Start of SOURCE DATA

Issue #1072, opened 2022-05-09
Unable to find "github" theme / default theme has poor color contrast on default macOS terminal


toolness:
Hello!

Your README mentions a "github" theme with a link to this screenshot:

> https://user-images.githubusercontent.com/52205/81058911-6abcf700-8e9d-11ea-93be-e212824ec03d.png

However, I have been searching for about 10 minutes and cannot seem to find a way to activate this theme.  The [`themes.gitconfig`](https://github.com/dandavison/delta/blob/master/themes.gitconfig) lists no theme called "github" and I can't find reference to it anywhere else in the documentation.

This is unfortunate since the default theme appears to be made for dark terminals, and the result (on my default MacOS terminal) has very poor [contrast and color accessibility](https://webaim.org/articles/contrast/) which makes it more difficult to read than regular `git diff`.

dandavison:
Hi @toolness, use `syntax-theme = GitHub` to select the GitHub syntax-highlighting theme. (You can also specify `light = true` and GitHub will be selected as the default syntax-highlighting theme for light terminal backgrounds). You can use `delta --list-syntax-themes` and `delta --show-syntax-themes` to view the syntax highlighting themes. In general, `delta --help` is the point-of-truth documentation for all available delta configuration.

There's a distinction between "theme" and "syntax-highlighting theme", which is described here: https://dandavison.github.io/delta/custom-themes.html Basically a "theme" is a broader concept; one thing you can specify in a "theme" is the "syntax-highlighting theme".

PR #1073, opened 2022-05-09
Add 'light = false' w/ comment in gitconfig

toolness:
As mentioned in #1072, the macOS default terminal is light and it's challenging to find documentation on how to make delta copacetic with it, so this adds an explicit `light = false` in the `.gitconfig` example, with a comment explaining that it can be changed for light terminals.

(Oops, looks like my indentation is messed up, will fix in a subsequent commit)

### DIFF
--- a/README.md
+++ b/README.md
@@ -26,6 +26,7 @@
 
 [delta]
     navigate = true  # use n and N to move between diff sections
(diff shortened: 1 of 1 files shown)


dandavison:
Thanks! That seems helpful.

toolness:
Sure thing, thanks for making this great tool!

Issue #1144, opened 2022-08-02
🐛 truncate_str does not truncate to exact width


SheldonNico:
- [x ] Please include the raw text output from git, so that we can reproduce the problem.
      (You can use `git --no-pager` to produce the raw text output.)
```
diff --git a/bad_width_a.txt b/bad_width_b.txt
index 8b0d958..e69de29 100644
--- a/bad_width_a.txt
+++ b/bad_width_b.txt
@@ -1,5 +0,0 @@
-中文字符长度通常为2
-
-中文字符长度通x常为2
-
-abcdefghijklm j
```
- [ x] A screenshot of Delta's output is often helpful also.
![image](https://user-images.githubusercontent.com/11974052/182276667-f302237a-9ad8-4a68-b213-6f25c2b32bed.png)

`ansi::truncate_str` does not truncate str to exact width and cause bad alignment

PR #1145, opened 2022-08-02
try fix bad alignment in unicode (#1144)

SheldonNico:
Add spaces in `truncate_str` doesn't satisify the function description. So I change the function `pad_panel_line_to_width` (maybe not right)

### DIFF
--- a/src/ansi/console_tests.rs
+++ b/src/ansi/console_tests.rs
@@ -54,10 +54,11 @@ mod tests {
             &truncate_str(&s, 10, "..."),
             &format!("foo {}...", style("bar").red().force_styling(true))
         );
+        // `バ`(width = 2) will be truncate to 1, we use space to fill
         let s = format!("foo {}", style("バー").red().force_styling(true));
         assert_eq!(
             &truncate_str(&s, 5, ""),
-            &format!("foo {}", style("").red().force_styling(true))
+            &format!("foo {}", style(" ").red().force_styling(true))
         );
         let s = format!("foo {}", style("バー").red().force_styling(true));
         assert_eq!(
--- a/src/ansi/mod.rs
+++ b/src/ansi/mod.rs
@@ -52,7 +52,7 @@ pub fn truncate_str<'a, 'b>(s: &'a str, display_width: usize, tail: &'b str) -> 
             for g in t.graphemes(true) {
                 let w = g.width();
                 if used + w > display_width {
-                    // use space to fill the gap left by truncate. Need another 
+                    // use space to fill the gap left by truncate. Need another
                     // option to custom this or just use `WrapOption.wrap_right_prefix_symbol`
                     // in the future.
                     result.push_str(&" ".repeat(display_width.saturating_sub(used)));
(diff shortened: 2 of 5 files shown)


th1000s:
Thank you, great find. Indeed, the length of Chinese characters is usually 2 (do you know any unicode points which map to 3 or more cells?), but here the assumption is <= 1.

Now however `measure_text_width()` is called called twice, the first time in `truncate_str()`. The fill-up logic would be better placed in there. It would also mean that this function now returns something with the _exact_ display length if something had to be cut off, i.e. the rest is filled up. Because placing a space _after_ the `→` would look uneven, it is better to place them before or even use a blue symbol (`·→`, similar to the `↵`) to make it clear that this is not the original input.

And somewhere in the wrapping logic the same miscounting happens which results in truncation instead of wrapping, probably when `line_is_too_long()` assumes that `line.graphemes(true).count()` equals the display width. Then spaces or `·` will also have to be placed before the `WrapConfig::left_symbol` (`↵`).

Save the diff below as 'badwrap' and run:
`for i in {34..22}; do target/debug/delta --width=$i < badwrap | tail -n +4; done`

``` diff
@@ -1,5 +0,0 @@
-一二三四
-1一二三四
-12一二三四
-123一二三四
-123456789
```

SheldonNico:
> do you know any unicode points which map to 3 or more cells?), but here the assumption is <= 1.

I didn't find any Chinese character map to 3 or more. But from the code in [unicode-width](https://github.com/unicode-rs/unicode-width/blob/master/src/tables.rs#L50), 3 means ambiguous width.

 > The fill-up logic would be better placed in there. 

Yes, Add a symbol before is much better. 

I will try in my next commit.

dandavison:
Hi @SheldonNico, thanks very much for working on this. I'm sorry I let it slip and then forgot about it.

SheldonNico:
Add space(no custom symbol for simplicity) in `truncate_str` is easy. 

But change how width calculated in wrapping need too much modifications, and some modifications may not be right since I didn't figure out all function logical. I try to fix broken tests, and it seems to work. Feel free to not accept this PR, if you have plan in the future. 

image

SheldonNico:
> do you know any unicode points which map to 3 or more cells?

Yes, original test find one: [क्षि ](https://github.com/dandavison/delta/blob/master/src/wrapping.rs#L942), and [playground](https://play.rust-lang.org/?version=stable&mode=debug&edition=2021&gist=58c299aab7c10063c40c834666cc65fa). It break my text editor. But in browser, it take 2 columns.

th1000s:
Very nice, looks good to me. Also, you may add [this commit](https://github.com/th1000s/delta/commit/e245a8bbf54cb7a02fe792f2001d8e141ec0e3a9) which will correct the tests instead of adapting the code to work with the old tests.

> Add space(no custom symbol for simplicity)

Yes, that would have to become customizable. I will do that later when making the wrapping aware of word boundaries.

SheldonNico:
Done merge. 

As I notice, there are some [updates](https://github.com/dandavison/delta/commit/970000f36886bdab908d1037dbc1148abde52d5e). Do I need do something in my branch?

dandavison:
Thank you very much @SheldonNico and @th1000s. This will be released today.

End of SOURCE DATA

[WHAT YOU HAVE TO DO] Please output the exact lines of the records above, beginning with the first and stopping after the line that holds "Your README mentions", and nothing else.

[YOUR RESPONSE]
Issue #1072, opened 2022-05-09
Unable to find "github" theme / default theme has poor color contrast on default macOS terminal


toolness:
Hello!

Your README mentions a "github" theme with a link to this screenshot:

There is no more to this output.